The planned Phase 3 study will be a 1:1 randomized, blinded two-arm study to evaluate the efficacy and safety of the NPS vaccine (NPS plus granulocyte macrophage-colony stimulating factor (GM-CSF)) in combination with trastuzumab vs. GM-CSF alone as maintenance treatment in the adjuvant setting following standard-of-care therapy in patients with TNBC, defined as hormone receptor-negative, HER2 1+/2+ tumors (as assessed by immunohistochemistry tumors), at high risk of recurrence. The FDA indicated in its feedback that there is adequate safety information to support the use of NPS in combination with trastuzumab.

SELLAS previously reported the final efficacy and safety results from a Phase 2b study of NPS in combination with trastuzumab in TNBC patients (n=97). The disease-free survival (DFS) rate at 24 months was 92.6% for the combination arm vs. 70.2% for the trastuzumab alone arm, a clinically meaningful and statistically significant improvement in favor of the combination therapy (p=0.01). This was associated with a statistically significant reduction of 71.9% (p=0.01) in the frequency of clinically detected recurrences also in favor of the combination arm. Immune response analysis showed that non-recurrent TNBC patients mounted both vigorous NPS-specific clonal CD8+ cytotoxic T-lymphocyte expansion and enhanced in vivo post-antigen challenge cutaneous delayed type hypersensitivity. Most treatment-emergent adverse events were mild or moderate and consisted of manageable local injection site reactions, skin induration, pruritus, and fatigue.

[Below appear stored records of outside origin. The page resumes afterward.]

PR #521, opened 2017-08-21
Store sync metadata keychain info on per-app basis

austinzheng:
It's not clear how to test this change in isolation, since it touches Apple's Keychain stuff. The binding-level integration tests continue to work unhindered.

### DIFF
--- a/src/impl/apple/keychain_helper.cpp
+++ b/src/impl/apple/keychain_helper.cpp
@@ -111,34 +111,31 @@ void set_key(const std::vector<char>& key, CFStringRef account, CFStringRef serv
 std::vector<char> metadata_realm_encryption_key(bool check_legacy_service)
 {
     CFStringRef account = CFSTR("metadata");
-    CFStringRef default_service = CFSTR("io.realm.sync.keychain");
+    CFStringRef legacy_service = CFSTR("io.realm.sync.keychain");
 
-    CFPtr<CFStringRef> managed_service;
+    CFPtr<CFStringRef> service;
     if (auto bundle_id = retainCF(CFBundleGetIdentifier(CFBundleGetMainBundle()))) {
-        managed_service = adoptCF(CFStringCreateWithFormat(NULL, NULL,
-                                                           CFSTR("%@ - Realm Sync Metadata Key"),
-                                                           bundle_id.get()));
+        service = adoptCF(CFStringCreateWithFormat(NULL, NULL, CFSTR("%@ - Realm Sync Metadata Key"), bundle_id.get()));
     } else {
-        managed_service = retainCF(default_service);
+        service = retainCF(legacy_service);
         check_legacy_service = false;
     }
 
     // Try retrieving the key.
-    CFStringRef service = managed_service.get();
-    if (auto existing_key = get_key(account, service)) {
+    if (auto existing_key = get_key(account, service.get())) {
         return *existing_key;
     } else if (check_legacy_service) {
-        // See if there's a key in the old shared keychain.
-        if (auto existing_legacy_key = get_key(account, default_service)) {
-            // If so, copy it to the per-app keychain before returning it.
-            set_key(*existing_legacy_key, account, service);
+        // See if there's a key stored using the legacy shared keychain item.
+        if (auto existing_legacy_key = get_key(account, legacy_service)) {
+            // If so, copy it to the per-app keychain item before returning it.
+            set_key(*existing_legacy_key, account, service.get());
             return *existing_legacy_key;
         }
     }
     // Make a completely new key.
     std::vector<char> key(key_size);
     arc4random_buf(key.data(), key_size);
-    set_key(key, account, service);
+    set_key(key, account, service.get());
     return key;
 }
 
--- a/src/impl/apple/keychain_helper.cpp
+++ b/src/impl/apple/keychain_helper.cpp
@@ -38,10 +38,10 @@ KeychainAccessException::KeychainAccessException(int32_t error_code)
 
 namespace {
 
+using CFStringPtr = CFPtr<CFStringRef>;
 constexpr size_t key_size = 64;
-const std::string account = "metadata";
 
-CFPtr<CFStringRef> convert_string(const std::string& string)
+CFStringPtr convert_string(const std::string& string)
 {
     auto result = adoptCF(CFStringCreateWithBytes(nullptr, reinterpret_cast<const UInt8*>(string.data()),
                                                   string.size(), kCFStringEncodingASCII, false));
@@ -51,7 +51,8 @@ CFPtr<CFStringRef> convert_string(const std::string& string)
     return result;
 }
 
-CFPtr<CFMutableDictionaryRef> build_search_dictionary(const std::string& account, const std::string& service,
+CFPtr<CFMutableDictionaryRef> build_search_dictionary(const CFStringPtr& account,
+                                                      const CFStringPtr& service,
                                                       __unused util::Optional<std::string> group)
 {
     auto d = adoptCF(CFDictionaryCreateMutable(nullptr, 0, &kCFTypeDictionaryKeyCallBacks,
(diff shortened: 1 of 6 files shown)


austinzheng:
This is ready for review. Apologies for the spam earlier.

src/impl/apple/keychain_helper.cpp
```diff
@@ -50,66 +51,91 @@ CFPtr<CFStringRef> convert_string(const std::string& string)
     return result;
 }
 
-CFPtr<CFMutableDictionaryRef> build_search_dictionary(const std::string& account, const std::string& service,
+CFPtr<CFMutableDictionaryRef> build_search_dictionary(const CFStringPtr& account,
```
bdash: Taking smart pointers by const reference is a little weird. Typically you'd take a raw pointer to indicate that you're merely borrowing a reference, rather than doing anything with the ownership of the object. For that reason I'd suggest just using `CFStringRef` for the string arguments.

src/impl/apple/keychain_helper.cpp
```diff
@@ -50,66 +51,91 @@ CFPtr<CFStringRef> convert_string(const std::string& string)
...
+    if (group)
         CFDictionaryAddValue(d.get(), kSecAttrAccessGroup, convert_string(*group).get());
-    }
 #endif
     return d;
 }
 
-std::vector<char> metadata_realm_encryption_key()
+/// Get the encryption key for a given service.
+util::Optional<std::vector<char>> try_getting_key(const CFStringPtr& account, const CFStringPtr& service)
```
bdash: Can this just be `get_key`?

src/impl/apple/keychain_helper.cpp
```diff
@@ -50,66 +51,91 @@ CFPtr<CFStringRef> convert_string(const std::string& string)
...
+        throw KeychainAccessException(status);
 }
+
+}   // anonymous namespace
+
+std::vector<char> metadata_realm_encryption_key(bool check_legacy_service)
+{
+    const CFStringPtr account = convert_string("metadata");
+    CFStringPtr default_service = convert_string("io.realm.sync.keychain");
+    auto service = adoptCF(CFBundleGetIdentifier(CFBundleGetMainBundle()));
```
bdash: I think we want to use something beyond just the bare bundle identifier as the keychain item name to avoid conflicting with anything created by the app itself. Maybe something like "com.example.app - Realm Sync Metadata Key"?

`adoptCF` isn't appropriate here. `CFBundleGetIdentifier` does not return an owned object, only a borrowed object. Adopting the returned reference will result in a use after free. You want `retainCF` instead.

src/impl/apple/keychain_helper.cpp
```diff
@@ -50,66 +51,91 @@ CFPtr<CFStringRef> convert_string(const std::string& string)
...
+    CFDictionaryAddValue(search_dictionary.get(), kSecValueData, key_data.get());
+    if (OSStatus status = SecItemAdd(search_dictionary.get(), nullptr))
+        throw KeychainAccessException(status);
 }
+
+}   // anonymous namespace
+
+std::vector<char> metadata_realm_encryption_key(bool check_legacy_service)
+{
+    const CFStringPtr account = convert_string("metadata");
```
bdash: These constants should use the `CFSTR` macro instead, so they end up in the `__cfstring` section of the binary rather than being allocated on the heap at runtime. There'd be no reason to use `CFPtr` with the resulting strings, either, as they'd have an eternal lifetime.

src/impl/apple/keychain_helper.cpp
austinzheng: I totally forgot about this pattern.

src/impl/apple/keychain_helper.cpp
austinzheng: Good call. I need to review the CF ownership conventions before writing any more CF code.

bdash: The [CF documentation has a section on ownership](https://developer.apple.com/library/content/documentation/CoreFoundation/Conceptual/CFMemoryMgmt/Concepts/Ownership.html#//apple_ref/doc/uid/20001148-SW1) that's relatively readable. Many CF APIs describe their return values as using one of the two rules described within (create vs get).

src/impl/apple/keychain_helper.cpp
```diff
@@ -50,66 +51,96 @@ CFPtr<CFStringRef> convert_string(const std::string& string)
...
+    if (OSStatus status = SecItemAdd(search_dictionary.get(), nullptr))
+        throw KeychainAccessException(status);
 }
+
+}   // anonymous namespace
+
+std::vector<char> metadata_realm_encryption_key(bool check_legacy_service)
+{
+    CFStringRef account = CFSTR("metadata");
+    CFStringRef default_service = CFSTR("io.realm.sync.keychain");
```
bdash: I think `legacy_service` would better reflect how the relationship between this and the `check_legacy_service` argument.

src/impl/apple/keychain_helper.cpp
```diff
@@ -50,66 +51,96 @@ CFPtr<CFStringRef> convert_string(const std::string& string)
...
+        managed_service = adoptCF(CFStringCreateWithFormat(NULL, NULL,
+                                                           CFSTR("%@ - Realm Sync Metadata Key"),
+                                                           bundle_id.get()));
+    } else {
+        managed_service = retainCF(default_service);
+        check_legacy_service = false;
+    }
+
+    // Try retrieving the key.
+    CFStringRef service = managed_service.get();
```
bdash: I'd be inclined to ditch this local and just add the `.get()` calls in the handful of places it is necessary. It's effectively free to call, and would avoid the need for the slightly odd `managed_` prefix on the variable.

src/impl/apple/keychain_helper.cpp
```diff
@@ -50,66 +51,96 @@ CFPtr<CFStringRef> convert_string(const std::string& string)
...
+    if (auto existing_key = get_key(account, service)) {
+        return *existing_key;
+    } else if (check_legacy_service) {
+        // See if there's a key in the old shared keychain.
```
bdash: "See if there's a key stored using the legacy shared keychain item"?

src/impl/apple/keychain_helper.cpp
```diff
@@ -50,66 +51,96 @@ CFPtr<CFStringRef> convert_string(const std::string& string)
...
+        if (auto existing_legacy_key = get_key(account, default_service)) {
+            // If so, copy it to the per-app keychain before returning it.
```
bdash: The keychain isn't per application, the item name is.

austinzheng:
Thank you for the review! I will hold off on merging this until the Cocoa PR has been updated to compile and the integration tests have been run successfully.

austinzheng:
There was an issue that caused the tests to fail. I created https://github.com/realm/realm-core/issues/2821 and worked around it in my latest change.

src/impl/apple/keychain_helper.cpp
```diff
@@ -50,66 +51,97 @@ CFPtr<CFStringRef> convert_string(const std::string& string)
...
+    CFPtr<CFStringRef> service;
+    CFStringRef bundle_id = CFBundleGetIdentifier(CFBundleGetMainBundle());
+    if (!bundle_id) {
+        service = retainCF(legacy_service);
+        check_legacy_service = false;
+    } else {
+        // FIXME: Get rid of this manual retain once we fix CFPtr to accept null.
+        CFRetain(bundle_id);
+        service = adoptCF(CFStringCreateWithFormat(NULL, NULL, CFSTR("%@ - Realm Sync Metadata Key"), bundle_id));
+        CFRelease(bundle_id);
```
bdash: There's no reason to retain / release `bundle_id` here.

src/impl/apple/keychain_helper.cpp
```diff
@@ -119,10 +119,8 @@ std::vector<char> metadata_realm_encryption_key(bool check_legacy_service)
         service = retainCF(legacy_service);
         check_legacy_service = false;
     } else {
-        // FIXME: Get rid of this manual retain once we fix CFPtr to accept null.
-        CFRetain(bundle_id);
+        // FIXME: Collapse the null check on bundle_id once CFPtr is fixed to accept null pointers.
```
bdash: I'm not 100% sure what you mean by "collapse the null check" here. We could write this like so, though:

```c++
if (CFStringRef bundle_id = CFBundleGetIdentifier(CFBundleGetMainBundle()))
    service = adoptCF(CFStringCreateWithFormat(NULL, NULL, CFSTR("%@ - Realm Sync Metadata Key"), bundle_id));
else {
    service = retainCF(legacy_service);
    check_legacy_service = false;
}
```

austinzheng: We don't actually need to use `retainCF` for the temporary `bundle_id`, so your suggestion addresses the problem and there isn't anything we need to do in the future.

bdash:
👍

"TNBC is an aggressive type of breast cancer with limited treatment options and poor prognosis, as it is associated with high levels of refractoriness and relapse not only in the metastatic setting, which is true for all types of breast cancer, but also at an early stage. Indeed, following standard frontline chemotherapy, TNBC can relapse as early as within 1−3 years, often with a pattern including visceral metastases. Therefore, optimizing relapse-mitigating approaches in women with TNBC following initial standard therapy (surgery + radiotherapy + chemotherapy) with further safe and effective adjuvant therapy is paramount," said Elizabeth A. Mittendorf, MD, PhD, Rob and Karen Hale Distinguished Chair in Surgical Oncology, Director of Research, Breast Surgical Oncology Brigham and Women’s Hospital, Director, Breast Immuno-Oncology Program Dana-Farber/Brigham and Women’s Cancer Center, and the Principal Investigator of this planned Phase 3 study. "A Phase 3 study investigating the potential clinical benefit accorded by NPS with trastuzumab, an easily-administered maintenance therapy with a generally manageable toxicity profile, has the potential, assuming positive results, to be practice-changing in the treatment of TNBC, by introducing the first peptide vaccine-based immunotherapy in the therapeutic choices for women with this aggressive malignancy."